Try it:
Set down, please, exactly the lines below that run from the line with "Remove magic numbers in storage test" to the line with "Hi Arshavir", both lines included.

Materials provided:
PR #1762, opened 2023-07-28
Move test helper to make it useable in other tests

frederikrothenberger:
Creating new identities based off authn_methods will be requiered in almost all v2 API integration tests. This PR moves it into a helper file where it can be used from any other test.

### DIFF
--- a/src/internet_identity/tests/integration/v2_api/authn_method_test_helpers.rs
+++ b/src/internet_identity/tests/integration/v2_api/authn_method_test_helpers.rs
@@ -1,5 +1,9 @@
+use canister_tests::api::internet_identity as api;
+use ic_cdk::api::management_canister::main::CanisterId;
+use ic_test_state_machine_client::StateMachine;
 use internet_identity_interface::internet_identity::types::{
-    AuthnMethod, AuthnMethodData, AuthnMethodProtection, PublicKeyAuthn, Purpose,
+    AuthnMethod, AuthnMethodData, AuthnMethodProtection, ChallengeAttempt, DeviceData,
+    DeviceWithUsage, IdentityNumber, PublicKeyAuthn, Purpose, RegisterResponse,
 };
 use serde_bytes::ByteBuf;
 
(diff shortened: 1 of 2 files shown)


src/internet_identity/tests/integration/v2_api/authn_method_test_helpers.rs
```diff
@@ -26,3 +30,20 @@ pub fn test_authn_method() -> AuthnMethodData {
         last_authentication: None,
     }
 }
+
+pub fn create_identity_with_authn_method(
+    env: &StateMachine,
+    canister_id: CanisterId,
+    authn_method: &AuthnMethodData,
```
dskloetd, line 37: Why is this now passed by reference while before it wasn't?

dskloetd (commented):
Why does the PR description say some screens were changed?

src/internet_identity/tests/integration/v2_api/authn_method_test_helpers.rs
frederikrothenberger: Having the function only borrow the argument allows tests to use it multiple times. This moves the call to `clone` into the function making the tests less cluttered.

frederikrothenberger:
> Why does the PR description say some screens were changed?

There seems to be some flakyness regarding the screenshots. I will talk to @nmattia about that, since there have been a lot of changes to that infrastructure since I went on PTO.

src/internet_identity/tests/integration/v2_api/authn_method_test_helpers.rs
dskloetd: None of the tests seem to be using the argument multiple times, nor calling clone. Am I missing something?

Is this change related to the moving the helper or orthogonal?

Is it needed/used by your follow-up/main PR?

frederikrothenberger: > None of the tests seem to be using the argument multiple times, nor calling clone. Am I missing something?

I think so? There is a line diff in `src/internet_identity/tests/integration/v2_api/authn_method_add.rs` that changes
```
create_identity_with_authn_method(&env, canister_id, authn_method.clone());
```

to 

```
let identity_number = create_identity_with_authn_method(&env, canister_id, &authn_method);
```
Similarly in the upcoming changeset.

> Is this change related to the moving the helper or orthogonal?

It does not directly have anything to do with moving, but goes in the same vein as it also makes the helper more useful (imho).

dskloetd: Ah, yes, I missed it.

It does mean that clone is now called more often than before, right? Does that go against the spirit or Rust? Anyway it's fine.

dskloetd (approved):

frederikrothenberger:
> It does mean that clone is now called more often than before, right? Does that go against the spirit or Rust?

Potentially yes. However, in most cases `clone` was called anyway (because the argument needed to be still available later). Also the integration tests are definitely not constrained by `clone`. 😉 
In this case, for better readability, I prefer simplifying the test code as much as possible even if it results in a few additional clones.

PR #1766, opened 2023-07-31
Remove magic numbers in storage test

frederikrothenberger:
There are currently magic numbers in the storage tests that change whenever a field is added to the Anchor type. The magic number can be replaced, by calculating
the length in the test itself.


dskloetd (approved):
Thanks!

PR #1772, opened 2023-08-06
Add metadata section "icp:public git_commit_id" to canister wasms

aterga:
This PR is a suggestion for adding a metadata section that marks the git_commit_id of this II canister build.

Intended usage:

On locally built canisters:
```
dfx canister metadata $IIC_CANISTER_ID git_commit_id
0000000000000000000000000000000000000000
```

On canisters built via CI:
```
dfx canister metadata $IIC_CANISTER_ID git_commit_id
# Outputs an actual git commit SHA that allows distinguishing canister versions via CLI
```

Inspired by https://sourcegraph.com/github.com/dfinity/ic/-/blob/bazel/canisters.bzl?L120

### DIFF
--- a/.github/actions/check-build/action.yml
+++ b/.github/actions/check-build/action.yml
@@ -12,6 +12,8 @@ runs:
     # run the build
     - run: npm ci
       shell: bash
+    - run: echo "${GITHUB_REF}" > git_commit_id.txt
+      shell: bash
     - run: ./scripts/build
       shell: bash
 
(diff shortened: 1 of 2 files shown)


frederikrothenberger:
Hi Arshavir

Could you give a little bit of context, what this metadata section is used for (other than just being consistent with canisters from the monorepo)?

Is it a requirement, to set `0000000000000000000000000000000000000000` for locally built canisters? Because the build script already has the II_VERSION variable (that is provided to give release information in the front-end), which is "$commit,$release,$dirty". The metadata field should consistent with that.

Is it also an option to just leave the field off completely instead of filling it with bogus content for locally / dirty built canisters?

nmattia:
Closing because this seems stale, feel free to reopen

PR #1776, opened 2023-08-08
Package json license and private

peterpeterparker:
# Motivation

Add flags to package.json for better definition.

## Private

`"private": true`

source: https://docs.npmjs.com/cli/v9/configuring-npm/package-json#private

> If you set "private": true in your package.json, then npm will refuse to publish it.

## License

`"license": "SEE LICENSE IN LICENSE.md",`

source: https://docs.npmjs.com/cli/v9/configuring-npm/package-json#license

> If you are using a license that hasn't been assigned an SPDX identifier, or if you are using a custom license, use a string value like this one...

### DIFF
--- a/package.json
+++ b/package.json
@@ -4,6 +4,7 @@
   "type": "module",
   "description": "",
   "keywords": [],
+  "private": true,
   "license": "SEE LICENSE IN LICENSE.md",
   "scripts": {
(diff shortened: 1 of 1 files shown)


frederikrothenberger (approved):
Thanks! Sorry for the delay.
---
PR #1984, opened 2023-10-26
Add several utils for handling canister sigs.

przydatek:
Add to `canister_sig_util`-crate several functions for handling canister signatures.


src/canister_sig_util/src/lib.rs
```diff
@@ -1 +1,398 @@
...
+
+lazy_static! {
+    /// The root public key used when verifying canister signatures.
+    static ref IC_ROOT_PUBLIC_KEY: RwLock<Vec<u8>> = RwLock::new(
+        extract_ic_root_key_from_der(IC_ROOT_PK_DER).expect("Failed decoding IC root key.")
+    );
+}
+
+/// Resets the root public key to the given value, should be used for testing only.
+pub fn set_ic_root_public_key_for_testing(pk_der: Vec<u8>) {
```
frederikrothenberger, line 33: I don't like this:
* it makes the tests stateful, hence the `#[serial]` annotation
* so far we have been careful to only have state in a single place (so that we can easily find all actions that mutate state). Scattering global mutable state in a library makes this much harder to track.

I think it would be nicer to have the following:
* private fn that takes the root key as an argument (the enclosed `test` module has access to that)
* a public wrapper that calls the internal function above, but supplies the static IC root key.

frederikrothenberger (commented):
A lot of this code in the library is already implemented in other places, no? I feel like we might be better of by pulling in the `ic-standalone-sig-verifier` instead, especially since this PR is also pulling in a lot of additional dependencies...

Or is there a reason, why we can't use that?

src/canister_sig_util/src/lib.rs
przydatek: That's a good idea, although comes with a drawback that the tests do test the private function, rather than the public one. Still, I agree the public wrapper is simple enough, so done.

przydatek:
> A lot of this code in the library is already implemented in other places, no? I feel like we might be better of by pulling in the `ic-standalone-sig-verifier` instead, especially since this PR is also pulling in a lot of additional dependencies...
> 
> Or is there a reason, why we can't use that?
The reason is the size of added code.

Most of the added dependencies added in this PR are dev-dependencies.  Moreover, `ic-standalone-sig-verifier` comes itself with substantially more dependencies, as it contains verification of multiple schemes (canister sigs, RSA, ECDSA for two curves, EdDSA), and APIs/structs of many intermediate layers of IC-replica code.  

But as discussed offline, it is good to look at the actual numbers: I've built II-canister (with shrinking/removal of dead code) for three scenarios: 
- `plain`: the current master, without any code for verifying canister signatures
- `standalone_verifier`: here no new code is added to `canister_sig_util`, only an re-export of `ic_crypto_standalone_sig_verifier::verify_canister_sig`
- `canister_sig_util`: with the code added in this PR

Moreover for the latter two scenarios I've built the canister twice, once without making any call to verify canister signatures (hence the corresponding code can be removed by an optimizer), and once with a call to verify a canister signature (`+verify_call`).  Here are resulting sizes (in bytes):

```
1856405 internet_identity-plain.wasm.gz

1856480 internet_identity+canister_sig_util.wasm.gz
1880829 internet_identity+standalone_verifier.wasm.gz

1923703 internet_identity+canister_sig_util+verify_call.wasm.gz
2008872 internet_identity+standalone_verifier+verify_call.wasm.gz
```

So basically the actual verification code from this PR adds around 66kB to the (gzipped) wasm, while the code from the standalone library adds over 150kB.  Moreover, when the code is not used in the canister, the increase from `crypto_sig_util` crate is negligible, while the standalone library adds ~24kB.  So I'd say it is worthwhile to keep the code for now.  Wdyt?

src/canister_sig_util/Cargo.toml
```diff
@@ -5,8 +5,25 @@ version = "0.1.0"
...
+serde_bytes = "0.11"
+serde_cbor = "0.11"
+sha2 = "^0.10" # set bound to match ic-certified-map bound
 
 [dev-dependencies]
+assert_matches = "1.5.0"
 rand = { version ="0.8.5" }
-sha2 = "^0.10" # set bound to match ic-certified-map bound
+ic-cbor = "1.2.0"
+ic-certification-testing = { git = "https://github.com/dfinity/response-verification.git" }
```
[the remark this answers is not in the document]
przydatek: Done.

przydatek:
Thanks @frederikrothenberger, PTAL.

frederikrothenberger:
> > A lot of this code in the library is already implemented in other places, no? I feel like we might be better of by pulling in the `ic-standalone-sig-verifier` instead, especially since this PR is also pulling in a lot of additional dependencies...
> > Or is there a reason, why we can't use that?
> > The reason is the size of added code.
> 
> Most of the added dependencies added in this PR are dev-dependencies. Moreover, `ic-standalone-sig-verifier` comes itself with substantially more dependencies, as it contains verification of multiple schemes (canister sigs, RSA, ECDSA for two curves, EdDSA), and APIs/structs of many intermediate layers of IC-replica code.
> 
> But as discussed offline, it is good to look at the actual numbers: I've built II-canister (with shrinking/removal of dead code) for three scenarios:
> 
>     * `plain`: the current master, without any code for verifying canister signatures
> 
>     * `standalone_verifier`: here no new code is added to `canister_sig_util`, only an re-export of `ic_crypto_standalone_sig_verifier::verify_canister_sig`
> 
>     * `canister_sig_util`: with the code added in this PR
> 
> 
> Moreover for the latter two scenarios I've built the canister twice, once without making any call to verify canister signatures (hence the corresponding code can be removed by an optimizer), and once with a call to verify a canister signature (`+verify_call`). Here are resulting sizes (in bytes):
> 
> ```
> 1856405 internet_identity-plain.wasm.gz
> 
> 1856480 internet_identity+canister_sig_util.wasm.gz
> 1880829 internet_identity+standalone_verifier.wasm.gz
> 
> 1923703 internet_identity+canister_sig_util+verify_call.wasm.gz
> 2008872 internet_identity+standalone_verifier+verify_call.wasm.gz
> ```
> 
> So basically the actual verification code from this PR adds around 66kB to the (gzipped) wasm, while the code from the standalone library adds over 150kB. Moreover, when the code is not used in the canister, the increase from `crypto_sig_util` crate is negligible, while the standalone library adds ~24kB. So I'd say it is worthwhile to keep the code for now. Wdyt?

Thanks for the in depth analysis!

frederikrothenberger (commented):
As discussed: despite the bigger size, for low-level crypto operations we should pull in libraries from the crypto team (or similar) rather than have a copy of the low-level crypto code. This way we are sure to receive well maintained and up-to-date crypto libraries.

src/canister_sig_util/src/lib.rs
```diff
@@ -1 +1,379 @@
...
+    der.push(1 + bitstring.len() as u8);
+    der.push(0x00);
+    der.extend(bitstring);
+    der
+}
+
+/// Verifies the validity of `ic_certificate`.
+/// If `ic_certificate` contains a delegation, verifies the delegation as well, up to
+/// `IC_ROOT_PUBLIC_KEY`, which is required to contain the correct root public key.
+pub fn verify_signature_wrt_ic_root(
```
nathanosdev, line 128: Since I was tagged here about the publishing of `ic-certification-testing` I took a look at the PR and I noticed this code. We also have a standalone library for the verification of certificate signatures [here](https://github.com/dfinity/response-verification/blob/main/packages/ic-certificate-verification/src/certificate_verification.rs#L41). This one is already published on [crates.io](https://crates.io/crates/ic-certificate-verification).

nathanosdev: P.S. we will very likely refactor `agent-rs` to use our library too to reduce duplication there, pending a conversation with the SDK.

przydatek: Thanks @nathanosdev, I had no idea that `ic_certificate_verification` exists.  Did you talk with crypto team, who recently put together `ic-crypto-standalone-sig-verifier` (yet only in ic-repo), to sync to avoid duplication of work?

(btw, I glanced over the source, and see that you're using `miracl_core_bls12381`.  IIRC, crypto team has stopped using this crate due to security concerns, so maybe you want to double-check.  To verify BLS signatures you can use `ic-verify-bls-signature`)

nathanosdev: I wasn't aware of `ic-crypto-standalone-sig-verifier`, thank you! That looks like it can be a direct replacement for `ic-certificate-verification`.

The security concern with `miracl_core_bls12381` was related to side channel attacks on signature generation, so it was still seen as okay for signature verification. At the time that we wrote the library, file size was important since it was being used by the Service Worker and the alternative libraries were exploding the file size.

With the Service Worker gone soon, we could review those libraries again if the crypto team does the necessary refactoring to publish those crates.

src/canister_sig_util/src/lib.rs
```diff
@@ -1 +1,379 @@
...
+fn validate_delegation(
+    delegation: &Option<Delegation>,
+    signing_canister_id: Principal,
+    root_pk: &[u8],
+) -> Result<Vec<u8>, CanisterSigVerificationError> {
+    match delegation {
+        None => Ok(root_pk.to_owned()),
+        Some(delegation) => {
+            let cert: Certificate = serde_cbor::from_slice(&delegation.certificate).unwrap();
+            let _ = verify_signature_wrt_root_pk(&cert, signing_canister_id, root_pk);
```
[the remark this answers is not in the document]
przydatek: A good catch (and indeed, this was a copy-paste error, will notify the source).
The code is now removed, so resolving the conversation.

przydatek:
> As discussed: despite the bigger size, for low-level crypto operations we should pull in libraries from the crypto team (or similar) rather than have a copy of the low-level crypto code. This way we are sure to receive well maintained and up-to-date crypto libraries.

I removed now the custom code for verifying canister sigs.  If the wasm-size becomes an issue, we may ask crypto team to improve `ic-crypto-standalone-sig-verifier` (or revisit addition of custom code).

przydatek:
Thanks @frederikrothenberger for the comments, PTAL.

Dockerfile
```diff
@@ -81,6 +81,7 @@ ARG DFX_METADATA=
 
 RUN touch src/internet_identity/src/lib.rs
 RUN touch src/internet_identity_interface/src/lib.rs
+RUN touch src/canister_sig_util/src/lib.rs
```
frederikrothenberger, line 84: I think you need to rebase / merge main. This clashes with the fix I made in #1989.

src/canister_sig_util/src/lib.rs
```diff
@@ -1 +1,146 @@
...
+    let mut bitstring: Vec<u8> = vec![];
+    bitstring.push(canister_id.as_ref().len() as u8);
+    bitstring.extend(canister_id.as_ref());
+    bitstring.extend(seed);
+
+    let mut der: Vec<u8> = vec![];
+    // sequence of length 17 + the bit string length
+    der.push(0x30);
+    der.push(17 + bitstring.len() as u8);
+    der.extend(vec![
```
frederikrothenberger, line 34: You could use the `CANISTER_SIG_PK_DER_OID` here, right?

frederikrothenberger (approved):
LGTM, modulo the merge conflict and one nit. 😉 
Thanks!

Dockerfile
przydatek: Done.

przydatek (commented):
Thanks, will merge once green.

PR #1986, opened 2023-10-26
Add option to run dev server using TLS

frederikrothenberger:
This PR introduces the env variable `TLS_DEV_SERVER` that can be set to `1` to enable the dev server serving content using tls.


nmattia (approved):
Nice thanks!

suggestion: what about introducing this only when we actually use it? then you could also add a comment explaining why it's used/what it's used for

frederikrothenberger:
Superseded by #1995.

Exercise output:
Remove magic numbers in storage test

frederikrothenberger:
There are currently magic numbers in the storage tests that change whenever a field is added to the Anchor type. The magic number can be replaced, by calculating
the length in the test itself.


dskloetd (approved):
Thanks!

PR #1772, opened 2023-08-06
Add metadata section "icp:public git_commit_id" to canister wasms

aterga:
This PR is a suggestion for adding a metadata section that marks the git_commit_id of this II canister build.

Intended usage:

On locally built canisters:
```
dfx canister metadata $IIC_CANISTER_ID git_commit_id
0000000000000000000000000000000000000000
```

On canisters built via CI:
```
dfx canister metadata $IIC_CANISTER_ID git_commit_id
# Outputs an actual git commit SHA that allows distinguishing canister versions via CLI
```

Inspired by https://sourcegraph.com/github.com/dfinity/ic/-/blob/bazel/canisters.bzl?L120

### DIFF
--- a/.github/actions/check-build/action.yml
+++ b/.github/actions/check-build/action.yml
@@ -12,6 +12,8 @@ runs:
     # run the build
     - run: npm ci
       shell: bash
+    - run: echo "${GITHUB_REF}" > git_commit_id.txt
+      shell: bash
     - run: ./scripts/build
       shell: bash
 
(diff shortened: 1 of 2 files shown)


frederikrothenberger:
Hi Arshavir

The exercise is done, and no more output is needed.